PROBLEM TO SOLVE –
The answer is one number. Say how many lines in the entries below include the word "brycederriso".
[PROVIDED DATA — start]
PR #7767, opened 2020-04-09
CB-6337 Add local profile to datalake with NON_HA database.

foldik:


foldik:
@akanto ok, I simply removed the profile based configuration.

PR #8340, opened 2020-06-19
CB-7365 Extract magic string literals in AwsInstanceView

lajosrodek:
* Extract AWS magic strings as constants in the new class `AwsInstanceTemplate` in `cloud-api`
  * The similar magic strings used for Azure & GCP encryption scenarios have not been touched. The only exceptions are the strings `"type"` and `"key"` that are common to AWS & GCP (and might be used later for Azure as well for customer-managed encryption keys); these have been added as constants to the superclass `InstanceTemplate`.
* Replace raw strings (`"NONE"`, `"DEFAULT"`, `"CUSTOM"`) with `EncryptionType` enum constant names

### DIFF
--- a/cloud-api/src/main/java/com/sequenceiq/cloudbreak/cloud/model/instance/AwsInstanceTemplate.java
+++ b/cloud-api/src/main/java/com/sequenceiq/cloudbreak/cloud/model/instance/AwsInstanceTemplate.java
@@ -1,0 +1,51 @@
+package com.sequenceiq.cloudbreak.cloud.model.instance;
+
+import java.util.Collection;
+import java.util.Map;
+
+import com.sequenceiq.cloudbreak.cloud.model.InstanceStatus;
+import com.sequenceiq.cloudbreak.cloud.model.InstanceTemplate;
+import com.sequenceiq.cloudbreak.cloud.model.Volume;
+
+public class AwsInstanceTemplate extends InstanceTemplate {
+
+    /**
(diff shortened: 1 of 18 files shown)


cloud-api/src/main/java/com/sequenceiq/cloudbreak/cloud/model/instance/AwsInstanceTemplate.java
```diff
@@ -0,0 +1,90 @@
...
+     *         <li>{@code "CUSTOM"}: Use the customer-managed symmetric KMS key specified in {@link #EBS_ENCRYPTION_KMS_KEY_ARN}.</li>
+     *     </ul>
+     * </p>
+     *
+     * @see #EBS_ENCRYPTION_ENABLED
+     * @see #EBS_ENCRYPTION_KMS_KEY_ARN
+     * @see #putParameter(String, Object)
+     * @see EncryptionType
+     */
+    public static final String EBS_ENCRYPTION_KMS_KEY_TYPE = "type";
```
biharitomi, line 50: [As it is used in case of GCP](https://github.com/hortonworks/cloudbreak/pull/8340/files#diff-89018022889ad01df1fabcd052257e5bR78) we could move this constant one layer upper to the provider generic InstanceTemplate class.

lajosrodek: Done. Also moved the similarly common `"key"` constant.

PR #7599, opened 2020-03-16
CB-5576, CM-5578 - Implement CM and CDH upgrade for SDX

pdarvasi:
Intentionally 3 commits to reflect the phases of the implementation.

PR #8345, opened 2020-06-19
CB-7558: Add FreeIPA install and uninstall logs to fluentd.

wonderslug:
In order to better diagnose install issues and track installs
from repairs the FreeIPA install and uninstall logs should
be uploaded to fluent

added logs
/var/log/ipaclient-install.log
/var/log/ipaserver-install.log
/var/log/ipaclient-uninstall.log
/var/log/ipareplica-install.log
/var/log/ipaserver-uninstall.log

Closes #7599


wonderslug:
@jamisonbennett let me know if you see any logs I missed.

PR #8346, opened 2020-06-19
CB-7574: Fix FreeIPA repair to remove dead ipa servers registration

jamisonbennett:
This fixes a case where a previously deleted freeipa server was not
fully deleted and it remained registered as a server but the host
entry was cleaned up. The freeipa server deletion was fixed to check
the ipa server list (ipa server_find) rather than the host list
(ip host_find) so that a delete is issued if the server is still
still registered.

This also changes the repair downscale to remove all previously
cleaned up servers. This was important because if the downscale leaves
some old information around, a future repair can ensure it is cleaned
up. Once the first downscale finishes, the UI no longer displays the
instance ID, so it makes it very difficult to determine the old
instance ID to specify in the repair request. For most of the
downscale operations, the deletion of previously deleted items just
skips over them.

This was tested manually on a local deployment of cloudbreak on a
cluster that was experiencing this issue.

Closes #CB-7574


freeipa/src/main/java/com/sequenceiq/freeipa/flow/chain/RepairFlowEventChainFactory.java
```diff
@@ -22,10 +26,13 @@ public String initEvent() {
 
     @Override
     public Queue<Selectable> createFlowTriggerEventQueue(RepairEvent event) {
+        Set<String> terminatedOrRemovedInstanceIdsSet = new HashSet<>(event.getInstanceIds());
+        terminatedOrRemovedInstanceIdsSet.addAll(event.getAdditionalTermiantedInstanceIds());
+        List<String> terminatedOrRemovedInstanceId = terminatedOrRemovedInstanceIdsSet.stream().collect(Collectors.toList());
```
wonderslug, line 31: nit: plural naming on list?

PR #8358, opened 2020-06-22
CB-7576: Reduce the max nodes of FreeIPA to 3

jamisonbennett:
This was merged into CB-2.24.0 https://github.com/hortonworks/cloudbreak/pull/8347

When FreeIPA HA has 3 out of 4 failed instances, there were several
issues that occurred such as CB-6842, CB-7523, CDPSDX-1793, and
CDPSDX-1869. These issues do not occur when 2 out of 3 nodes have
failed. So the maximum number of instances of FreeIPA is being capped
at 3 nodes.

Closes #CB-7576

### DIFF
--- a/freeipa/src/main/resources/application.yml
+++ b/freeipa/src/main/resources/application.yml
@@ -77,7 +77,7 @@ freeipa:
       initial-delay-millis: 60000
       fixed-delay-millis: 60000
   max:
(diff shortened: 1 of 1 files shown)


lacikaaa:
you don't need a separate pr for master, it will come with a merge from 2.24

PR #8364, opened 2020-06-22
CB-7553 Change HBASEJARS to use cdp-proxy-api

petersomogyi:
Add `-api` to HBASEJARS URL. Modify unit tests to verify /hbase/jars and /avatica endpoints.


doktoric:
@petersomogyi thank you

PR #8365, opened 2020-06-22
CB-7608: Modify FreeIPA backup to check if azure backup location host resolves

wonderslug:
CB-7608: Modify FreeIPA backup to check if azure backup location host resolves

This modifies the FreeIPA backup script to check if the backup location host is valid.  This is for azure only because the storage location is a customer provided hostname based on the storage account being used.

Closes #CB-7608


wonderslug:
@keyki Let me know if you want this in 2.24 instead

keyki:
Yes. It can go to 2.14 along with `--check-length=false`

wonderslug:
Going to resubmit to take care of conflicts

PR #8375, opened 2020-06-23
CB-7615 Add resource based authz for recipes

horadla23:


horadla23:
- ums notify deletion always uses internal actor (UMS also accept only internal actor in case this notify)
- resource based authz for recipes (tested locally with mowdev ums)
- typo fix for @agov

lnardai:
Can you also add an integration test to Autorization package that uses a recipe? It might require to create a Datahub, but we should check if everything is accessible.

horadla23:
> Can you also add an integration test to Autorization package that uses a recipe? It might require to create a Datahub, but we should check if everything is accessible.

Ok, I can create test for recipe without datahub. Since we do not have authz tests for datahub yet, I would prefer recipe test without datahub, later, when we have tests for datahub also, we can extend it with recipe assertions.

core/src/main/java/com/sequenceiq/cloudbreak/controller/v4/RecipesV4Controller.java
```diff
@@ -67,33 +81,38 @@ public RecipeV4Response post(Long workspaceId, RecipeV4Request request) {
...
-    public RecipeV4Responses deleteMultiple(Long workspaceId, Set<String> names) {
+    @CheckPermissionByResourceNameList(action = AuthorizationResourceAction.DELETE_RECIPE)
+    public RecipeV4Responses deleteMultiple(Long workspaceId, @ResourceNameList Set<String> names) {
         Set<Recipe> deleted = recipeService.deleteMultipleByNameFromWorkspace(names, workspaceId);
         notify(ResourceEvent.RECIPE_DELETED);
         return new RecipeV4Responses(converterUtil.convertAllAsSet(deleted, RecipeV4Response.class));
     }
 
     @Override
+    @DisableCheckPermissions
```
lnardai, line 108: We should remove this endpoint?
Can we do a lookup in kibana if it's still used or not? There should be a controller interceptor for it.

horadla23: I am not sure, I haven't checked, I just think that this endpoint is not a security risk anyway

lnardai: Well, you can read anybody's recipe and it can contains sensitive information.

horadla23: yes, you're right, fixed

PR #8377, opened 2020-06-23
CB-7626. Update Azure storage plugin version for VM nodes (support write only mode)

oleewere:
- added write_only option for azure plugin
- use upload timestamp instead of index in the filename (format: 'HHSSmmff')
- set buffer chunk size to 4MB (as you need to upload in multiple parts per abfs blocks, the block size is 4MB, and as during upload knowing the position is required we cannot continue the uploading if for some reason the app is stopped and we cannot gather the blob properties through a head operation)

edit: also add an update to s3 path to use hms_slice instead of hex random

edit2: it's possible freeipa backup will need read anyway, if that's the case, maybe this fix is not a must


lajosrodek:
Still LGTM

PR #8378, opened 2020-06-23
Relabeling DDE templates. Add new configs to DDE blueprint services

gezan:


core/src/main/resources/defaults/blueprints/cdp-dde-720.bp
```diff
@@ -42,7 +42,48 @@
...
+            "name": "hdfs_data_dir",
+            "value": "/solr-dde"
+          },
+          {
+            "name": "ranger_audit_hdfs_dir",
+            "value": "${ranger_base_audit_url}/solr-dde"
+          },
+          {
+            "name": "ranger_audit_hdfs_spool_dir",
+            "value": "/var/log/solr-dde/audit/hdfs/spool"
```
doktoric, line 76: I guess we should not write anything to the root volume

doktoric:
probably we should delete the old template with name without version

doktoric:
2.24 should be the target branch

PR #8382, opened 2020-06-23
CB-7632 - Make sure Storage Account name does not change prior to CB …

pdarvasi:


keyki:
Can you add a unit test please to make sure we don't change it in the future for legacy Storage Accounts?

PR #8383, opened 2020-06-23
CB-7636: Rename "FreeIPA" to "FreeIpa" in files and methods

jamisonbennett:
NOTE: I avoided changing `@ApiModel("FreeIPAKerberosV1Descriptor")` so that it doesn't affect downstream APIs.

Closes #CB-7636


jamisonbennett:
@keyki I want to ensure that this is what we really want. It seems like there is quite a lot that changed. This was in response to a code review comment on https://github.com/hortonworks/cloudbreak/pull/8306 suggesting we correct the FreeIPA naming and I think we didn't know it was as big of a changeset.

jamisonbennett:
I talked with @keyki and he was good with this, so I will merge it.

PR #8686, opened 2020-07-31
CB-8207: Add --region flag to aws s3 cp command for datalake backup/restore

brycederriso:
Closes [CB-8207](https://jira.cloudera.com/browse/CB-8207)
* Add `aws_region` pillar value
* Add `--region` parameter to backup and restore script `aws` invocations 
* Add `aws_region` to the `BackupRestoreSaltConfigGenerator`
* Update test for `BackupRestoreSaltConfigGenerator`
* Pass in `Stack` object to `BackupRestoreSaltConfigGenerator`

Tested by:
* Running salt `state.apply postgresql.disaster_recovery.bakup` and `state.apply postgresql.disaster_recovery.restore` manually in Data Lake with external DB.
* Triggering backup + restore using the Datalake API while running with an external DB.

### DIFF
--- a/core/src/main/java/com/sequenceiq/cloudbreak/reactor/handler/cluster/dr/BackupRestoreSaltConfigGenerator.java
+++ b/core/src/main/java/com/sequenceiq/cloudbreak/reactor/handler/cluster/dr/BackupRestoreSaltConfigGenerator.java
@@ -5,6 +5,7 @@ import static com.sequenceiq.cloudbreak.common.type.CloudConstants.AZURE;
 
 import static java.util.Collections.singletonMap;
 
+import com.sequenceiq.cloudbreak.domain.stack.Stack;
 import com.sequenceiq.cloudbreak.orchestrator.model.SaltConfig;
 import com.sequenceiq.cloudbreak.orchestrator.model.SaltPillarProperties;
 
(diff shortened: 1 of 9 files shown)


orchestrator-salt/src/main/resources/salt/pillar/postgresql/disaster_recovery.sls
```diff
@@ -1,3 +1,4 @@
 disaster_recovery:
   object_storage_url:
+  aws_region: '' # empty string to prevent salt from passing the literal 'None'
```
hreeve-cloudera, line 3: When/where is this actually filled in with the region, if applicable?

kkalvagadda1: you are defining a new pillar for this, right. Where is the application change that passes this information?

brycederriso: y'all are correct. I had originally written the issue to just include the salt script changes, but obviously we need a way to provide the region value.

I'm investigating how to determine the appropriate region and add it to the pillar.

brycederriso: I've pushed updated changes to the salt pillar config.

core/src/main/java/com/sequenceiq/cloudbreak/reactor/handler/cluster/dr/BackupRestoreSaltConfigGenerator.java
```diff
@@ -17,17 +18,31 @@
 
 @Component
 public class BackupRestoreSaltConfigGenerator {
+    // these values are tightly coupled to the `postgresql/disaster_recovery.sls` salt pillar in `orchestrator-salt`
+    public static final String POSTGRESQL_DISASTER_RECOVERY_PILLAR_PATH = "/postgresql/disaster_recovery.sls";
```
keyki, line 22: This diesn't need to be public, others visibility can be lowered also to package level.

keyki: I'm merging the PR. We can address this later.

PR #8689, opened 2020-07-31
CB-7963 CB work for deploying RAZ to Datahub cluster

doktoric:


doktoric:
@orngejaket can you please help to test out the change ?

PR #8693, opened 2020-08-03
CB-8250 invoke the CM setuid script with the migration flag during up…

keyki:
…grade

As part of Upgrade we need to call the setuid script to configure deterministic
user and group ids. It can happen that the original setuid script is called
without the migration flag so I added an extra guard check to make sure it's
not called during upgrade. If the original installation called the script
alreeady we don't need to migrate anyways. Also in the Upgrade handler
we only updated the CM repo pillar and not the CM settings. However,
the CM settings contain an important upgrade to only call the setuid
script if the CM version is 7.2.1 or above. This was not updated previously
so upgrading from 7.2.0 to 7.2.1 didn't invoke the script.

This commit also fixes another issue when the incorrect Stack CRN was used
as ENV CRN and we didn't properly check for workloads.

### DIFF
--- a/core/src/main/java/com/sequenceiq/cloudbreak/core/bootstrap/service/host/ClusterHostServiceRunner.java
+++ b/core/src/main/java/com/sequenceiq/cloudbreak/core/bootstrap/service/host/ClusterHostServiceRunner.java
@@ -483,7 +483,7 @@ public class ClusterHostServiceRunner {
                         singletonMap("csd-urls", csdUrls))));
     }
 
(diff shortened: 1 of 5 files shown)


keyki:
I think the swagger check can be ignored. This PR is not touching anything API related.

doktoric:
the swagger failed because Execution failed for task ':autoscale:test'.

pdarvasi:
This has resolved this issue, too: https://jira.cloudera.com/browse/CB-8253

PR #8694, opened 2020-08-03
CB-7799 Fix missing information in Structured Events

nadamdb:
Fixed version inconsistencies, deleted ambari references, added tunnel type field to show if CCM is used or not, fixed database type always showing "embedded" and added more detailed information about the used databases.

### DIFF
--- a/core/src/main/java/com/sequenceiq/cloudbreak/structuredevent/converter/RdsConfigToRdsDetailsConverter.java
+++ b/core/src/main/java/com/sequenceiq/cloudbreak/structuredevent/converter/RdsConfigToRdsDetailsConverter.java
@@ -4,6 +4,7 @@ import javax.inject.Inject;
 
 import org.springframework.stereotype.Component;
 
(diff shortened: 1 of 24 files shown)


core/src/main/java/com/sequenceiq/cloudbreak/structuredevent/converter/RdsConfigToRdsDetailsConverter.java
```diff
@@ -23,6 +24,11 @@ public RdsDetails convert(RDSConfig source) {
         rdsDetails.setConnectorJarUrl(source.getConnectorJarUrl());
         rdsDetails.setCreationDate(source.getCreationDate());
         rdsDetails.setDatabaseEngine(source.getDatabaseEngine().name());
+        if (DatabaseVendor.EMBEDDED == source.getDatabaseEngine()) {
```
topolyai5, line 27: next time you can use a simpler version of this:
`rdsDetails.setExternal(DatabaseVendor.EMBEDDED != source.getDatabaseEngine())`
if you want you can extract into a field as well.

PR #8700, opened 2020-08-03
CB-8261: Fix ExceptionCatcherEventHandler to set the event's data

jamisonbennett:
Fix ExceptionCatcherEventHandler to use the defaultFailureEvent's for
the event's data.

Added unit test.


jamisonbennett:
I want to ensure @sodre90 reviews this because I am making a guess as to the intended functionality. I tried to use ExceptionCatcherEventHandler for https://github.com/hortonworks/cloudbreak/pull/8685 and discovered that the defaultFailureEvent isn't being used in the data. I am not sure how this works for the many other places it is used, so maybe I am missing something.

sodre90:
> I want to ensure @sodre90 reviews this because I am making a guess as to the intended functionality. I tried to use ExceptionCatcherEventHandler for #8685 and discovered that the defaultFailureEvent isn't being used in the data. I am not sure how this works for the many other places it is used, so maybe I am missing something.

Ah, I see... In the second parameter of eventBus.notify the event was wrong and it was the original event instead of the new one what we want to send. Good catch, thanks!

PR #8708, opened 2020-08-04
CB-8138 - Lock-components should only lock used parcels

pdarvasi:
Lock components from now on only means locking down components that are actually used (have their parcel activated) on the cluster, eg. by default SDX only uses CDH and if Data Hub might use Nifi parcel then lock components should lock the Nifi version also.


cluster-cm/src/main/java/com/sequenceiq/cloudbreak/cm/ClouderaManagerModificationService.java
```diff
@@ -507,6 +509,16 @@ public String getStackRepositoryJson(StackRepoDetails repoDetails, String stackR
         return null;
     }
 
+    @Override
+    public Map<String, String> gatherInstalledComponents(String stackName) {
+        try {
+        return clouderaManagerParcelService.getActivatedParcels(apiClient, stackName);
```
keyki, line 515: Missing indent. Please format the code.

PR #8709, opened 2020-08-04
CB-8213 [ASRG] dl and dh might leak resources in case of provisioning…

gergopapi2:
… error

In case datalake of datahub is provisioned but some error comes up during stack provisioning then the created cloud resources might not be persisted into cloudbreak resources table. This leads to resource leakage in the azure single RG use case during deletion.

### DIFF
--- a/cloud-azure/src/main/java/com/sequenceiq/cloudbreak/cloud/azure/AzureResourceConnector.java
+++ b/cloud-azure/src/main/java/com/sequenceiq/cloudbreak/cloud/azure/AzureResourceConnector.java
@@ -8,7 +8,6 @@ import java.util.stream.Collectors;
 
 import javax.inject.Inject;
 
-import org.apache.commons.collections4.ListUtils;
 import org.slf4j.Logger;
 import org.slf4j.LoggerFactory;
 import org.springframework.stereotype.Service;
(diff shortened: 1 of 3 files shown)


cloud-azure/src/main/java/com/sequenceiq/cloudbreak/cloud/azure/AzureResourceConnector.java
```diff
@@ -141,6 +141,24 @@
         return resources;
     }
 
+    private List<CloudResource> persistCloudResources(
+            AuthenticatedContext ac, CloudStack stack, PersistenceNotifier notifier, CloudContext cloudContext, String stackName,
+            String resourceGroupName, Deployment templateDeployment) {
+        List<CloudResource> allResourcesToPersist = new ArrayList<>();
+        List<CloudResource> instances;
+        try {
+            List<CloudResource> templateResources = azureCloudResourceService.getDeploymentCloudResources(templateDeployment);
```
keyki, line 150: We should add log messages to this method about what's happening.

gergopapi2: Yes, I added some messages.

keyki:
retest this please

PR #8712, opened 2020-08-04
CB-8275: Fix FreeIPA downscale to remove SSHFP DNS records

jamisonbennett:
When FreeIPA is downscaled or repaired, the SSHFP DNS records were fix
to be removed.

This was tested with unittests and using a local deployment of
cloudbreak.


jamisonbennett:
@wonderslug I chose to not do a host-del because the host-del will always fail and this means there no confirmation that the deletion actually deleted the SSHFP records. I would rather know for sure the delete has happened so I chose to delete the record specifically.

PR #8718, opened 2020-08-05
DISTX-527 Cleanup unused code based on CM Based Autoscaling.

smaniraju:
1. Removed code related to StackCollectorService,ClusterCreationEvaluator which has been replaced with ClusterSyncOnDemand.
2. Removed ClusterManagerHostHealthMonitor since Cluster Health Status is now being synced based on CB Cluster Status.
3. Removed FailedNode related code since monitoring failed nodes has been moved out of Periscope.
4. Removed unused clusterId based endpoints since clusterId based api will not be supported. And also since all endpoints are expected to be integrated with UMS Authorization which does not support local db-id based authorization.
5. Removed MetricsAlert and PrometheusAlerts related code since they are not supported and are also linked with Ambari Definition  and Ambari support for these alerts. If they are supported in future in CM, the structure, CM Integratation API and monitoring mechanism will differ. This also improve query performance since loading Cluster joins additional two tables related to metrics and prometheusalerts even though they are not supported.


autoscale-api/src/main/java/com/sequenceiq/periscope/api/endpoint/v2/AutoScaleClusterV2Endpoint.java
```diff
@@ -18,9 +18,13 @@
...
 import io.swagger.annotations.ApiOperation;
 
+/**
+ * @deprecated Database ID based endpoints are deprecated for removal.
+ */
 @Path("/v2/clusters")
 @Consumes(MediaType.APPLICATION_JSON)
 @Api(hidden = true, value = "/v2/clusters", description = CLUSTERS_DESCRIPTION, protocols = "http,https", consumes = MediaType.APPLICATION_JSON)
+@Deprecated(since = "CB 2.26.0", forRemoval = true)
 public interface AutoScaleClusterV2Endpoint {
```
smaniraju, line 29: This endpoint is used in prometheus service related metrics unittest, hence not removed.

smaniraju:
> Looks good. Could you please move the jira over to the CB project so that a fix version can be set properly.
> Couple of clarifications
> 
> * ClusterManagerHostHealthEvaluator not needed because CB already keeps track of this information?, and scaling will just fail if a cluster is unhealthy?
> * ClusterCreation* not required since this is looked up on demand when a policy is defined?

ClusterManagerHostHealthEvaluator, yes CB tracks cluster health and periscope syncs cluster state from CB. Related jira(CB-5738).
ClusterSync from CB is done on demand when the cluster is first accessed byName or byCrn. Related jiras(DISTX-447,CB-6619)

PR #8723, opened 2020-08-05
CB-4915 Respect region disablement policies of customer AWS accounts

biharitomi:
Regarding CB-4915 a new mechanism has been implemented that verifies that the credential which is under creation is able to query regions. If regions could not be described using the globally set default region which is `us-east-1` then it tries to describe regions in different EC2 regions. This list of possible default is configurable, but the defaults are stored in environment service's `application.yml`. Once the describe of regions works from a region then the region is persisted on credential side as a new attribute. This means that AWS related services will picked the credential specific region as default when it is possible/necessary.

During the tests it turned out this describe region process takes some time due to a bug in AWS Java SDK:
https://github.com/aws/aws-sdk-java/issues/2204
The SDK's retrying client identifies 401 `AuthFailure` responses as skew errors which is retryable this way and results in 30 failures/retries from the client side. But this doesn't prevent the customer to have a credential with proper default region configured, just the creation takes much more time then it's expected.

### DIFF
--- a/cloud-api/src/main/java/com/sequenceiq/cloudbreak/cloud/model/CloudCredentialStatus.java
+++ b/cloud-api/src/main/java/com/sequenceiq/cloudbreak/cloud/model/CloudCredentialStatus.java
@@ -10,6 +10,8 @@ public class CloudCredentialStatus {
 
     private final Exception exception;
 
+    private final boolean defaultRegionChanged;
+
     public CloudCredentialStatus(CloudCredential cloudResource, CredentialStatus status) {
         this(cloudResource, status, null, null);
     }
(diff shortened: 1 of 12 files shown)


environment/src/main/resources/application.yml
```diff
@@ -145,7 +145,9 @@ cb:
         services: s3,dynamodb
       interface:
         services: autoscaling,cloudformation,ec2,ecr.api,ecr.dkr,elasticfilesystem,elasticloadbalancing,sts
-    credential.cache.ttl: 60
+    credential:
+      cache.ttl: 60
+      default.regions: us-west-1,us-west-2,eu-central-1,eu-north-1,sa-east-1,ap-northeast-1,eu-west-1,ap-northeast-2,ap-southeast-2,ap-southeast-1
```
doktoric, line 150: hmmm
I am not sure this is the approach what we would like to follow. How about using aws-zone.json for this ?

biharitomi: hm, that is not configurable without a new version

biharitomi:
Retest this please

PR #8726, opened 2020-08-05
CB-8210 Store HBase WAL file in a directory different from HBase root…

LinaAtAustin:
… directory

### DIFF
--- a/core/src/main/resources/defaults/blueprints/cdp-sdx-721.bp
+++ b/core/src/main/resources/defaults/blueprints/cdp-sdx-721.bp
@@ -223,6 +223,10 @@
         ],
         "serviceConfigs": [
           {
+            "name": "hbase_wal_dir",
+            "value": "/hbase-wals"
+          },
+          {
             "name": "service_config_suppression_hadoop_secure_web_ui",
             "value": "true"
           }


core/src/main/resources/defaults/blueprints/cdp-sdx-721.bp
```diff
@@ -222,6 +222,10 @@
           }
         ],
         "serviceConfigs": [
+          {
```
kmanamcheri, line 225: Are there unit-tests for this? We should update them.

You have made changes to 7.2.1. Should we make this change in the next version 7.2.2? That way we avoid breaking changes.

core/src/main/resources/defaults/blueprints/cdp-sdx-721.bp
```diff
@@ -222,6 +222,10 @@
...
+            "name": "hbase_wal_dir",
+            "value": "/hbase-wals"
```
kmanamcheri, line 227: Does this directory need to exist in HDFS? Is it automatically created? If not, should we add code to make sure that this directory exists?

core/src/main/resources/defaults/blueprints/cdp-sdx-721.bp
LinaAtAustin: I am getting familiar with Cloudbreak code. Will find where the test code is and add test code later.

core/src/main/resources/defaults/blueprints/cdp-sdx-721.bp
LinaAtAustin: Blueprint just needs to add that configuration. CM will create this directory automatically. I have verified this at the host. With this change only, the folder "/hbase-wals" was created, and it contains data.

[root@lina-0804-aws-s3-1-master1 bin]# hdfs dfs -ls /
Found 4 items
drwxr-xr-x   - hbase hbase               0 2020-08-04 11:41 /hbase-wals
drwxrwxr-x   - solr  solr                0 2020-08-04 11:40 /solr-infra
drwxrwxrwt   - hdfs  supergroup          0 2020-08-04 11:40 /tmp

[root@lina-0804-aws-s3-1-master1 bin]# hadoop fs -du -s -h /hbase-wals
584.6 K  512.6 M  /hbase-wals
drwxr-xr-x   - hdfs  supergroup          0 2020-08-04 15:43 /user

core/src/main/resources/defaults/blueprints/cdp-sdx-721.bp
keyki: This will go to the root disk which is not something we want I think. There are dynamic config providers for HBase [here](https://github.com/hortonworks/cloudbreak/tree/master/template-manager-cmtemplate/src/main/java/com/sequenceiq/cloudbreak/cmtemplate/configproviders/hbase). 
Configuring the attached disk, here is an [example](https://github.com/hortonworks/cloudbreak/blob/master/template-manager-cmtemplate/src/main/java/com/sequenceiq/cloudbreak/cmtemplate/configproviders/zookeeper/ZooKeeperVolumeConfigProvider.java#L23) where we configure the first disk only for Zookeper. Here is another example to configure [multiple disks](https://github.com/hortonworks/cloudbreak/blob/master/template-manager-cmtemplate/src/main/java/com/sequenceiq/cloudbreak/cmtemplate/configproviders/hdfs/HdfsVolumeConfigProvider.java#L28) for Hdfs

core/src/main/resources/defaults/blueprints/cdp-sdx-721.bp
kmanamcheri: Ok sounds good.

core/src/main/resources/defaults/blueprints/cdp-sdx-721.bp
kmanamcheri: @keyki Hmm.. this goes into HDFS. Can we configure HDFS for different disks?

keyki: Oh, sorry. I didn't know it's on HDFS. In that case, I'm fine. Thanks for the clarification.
[PROVIDED DATA — finish]
TASK SOLUTION –
3